For one, the frog in your photo is an Ornate. I stated C. cranwelli as not being great swimmers.
In your original post, you didn't say the water available in your setup was only nose deep. As for the frogs using the water bowls to poop & pee in, you're right......and when they do, you change it and place fresh water in the bowl. We breed them, so we have quite a few to deal with at any given time. I am not arguing with you, just stating my own experiences.  We keep most of ours in tubs on paper towels too.......we clean them every day, sometimes more that twice a day. I figure if you can't bother to provide a clean environment for them, then you shouldn't bother keeping them.......

You originally asked for opinions, I gave mine. If you really don't want opinions, why bother asking for them in the first place?
We have tried all kinds of different setups to see what they were most comfortable with, because in the end, the frogs are what matter, right? Our frogs are healthy & happy. I'm not here to prove anything or compete.

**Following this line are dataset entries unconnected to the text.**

PR #501, opened 2026-08-10
Fix Round 27: answers that confidently name the wrong entity

gasvn:
Five verified issues from role-play rounds across ophthalmology / inherited retinal disease, psychiatry & neuropharmacology, and hepatology. Every issue below was reproduced via `tu run` before any code was written, and re-run after.

Common shape this round: the tool returns `status: success` with a plausible, well-formed payload that is about a different entity than the caller asked for — or reports a number that does not mean what it appears to mean.

## Fixes

**`xml_tool.py` — DrugBank/MeSH search answered "Aspirin" with caffeine's chemistry.**
`XMLTool._search()` truncated to `limit` while scanning in document order and never considered match quality, even though every config already declares `search_fields` in priority order. 24 records matched "Aspirin"; the 10 returned were all combination products whose *brand names* contain the word, and DB00945 `Acetylsalicylic acid` — an exact synonym hit — was pushed off the page entirely. Now ranks before truncating on (whole-value match before substring, then declared field priority), stable by document order. Generic across all 19 tools of this class; no output field changes shape.

**`marrvel_tool.py` — a previous gene symbol returned a bare empty success.**
MARRVEL indexes only current approved HGNC symbols and answers an unknown one with HTTP 200 and an empty body, which was passed through with no note — indistinguishable from "this gene does not exist". `RP20` and `LCA2` are the previous symbol and an alias of `RPE65`, and the tool lists both in its own RPE65 record. Now resolves once against HGNC's public previous-symbol/alias search and retries once, **disclosing the substitution** so the caller is never silently answered about a different symbol. Ambiguous aliases are reported, never guessed. Any HGNC failure degrades to the previous empty result, now with an actionable note.

**`uniprot_idmapping_tools.json` — a mouse question was answered with human proteins.**
The schema left `additionalProperties` open, so `organism: "mouse"` was accepted and dropped while `tax_id` silently defaulted to 9606 — a cross-species wrong answer, not a null. The framework's unknown-key check deliberately tolerates a valid key mixed with an unrecognised one, so this is closed at the tool's own schema, as `search_clinical_trials` already does. Applied to all four tools in the file after confirming none accepts pass-through keys and none receives an injected `operation`. The `tax_id` description also claimed "Required." while the schema did not require it.

**`ctg_tool.py` — the primary trial-search tool matched study prose, not interventions.**
`search_clinical_trials` passed `intervention` straight through as `query.intr`, which Essie matches against the whole study record. Asking for Luxturna returned a single result: an **RDH12** gene-therapy trial whose only tie to the query was "using a method similar to approved gene therapies like Luxturna" in its brief summary, while all five real voretigene neparvovec trials were missed. The `AREA[InterventionName]`/`[InterventionOtherName]` restriction already existed in this file but had only been wired into the sibling `_run_search` path. Now reuses the same helper and the same shared mapping so the two cannot drift apart again. This also removes false positives from ordinary queries: `lung cancer` + `pembrolizumab` drops 504 → 474 and stops returning studies with no pembrolizumab intervention.
Restricting to name fields exposes a second gap — a brand name recorded in neither field now returns a clean zero. Confirmed against the raw API that Luxturna appears in neither while the INN returns three studies. An empty result now says the search matched registered names and synonyms only, suggests the generic name, and names whichever filter actually applied rather than blaming the phase gate for an intervention miss.

**`clinvar_tool.py` — a free-text count was reported as though disease-filtered.**
`RPE65` + `"Lebers congenital amaurosis"` — one apostrophe from the indexed name — returned `total_count: 1` with `status: success` and no warning, against 996 for the canonical spelling. This is *not* Entrez rewriting the field tag: live queries confirm `[dis]` is preserved verbatim and simply matches nothing, and the `[All Fields]` number comes from this module's own untagged retry, which adopted the free-text count and presented it identically to a real one. The response now states at top level whether the disease filter was actually applied, and when it was not, that the count includes records merely mentioning the text anywhere. Detection reads the query translation the tool already receives — no extra request.
Relatedly, an empty result never considered the condition as the culprit even when it was the filter that excluded everything. Zero results now probe the condition on its own and report whether it is a recognized disease term, keeping the existing gene-symbol guidance for cases where the gene really is the problem.

## Verification

- `pytest tests/unit` — full suite green after all five fixes (0 failures).
- 5 new unit test files, all with the HTTP layer mocked (no live network, no large-dataset dependency): `test_xml_search_ranks_by_match_quality.py`, `test_marrvel_previous_symbol_resolution.py`, `test_uniprot_idmap_rejects_unknown_species_param.py`, `test_ctg_search_intervention_area_restricted.py`, `test_clinvar_condition_filter_not_applied.py`.
- Each fix was re-run live through the CLI with the original failing arguments, plus a control call that must keep working.
- Grepped `tests/` for assertions on the old ordering, response shape, and hint text for every changed symbol; nothing required updating.
- `src/tooluniverse/tools/` is untouched apart from one hand-edited wrapper docstring (`UniProtIDMap_gene_to_uniprot.py`); the generator was never run.

## Not included

Two findings reproduced but were already fixed by #499 once it merged, and were re-checked against the merged tree rather than re-fixed: DrugBank `molecular_formula`/`molecular_weight` returning empty, and intervention search missing trials that register a drug under its development code (resmetirom/MGL-3196, `NCT03900429`).


gasvn:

Just to share information & experience & a love of these awesome critters.

----------


## dsmalex97

I am asking for your opinions, and notice how I wrote "debate" in the title.  This means I would like to argue lol.  Friendly arguing of course.  I'm not trying to prove this is a better method, but just possibly prove it is just as good as any other.  I know it seems to be frowned upon to use water, and I'm personally puzzled by this that's all.  I've always been good for asking "why" and that's simply all I'm doing here.  No need to get bent out of shape over a debate over substrate.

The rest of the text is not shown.